== Input records ==

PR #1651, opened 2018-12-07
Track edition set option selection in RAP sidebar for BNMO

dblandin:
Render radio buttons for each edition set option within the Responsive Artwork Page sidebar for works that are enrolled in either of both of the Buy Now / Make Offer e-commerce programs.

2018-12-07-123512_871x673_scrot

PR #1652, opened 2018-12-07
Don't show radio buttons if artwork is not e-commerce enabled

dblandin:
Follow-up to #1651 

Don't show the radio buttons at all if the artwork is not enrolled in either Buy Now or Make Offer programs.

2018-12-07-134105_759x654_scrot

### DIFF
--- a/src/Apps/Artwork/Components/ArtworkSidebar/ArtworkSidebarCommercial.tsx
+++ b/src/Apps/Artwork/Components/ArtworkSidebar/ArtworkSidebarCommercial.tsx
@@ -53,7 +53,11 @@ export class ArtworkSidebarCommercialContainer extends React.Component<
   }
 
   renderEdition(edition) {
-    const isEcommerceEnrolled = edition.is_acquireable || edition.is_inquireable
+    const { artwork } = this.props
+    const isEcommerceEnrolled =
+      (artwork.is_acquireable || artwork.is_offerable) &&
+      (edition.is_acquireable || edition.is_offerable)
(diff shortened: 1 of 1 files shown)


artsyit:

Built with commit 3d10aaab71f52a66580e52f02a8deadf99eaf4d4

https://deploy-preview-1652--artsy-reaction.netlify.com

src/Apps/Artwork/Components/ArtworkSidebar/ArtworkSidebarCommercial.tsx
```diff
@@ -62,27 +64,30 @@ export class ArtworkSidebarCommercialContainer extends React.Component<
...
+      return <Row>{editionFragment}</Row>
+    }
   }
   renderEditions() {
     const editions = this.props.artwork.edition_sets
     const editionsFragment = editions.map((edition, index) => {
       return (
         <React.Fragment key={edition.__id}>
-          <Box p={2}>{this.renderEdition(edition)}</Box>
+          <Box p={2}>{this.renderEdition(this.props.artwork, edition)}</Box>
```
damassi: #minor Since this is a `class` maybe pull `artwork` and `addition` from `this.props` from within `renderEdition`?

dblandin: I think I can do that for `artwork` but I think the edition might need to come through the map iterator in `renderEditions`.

===

» **Aim of the task**:
Search the records above for the string "Make". Copy every line that contains it.

» **Exercise result**:
Render radio buttons for each edition set option within the Responsive Artwork Page sidebar for works that are enrolled in either of both of the Buy Now / Make Offer e-commerce programs.
Don't show the radio buttons at all if the artwork is not enrolled in either Buy Now or Make Offer programs.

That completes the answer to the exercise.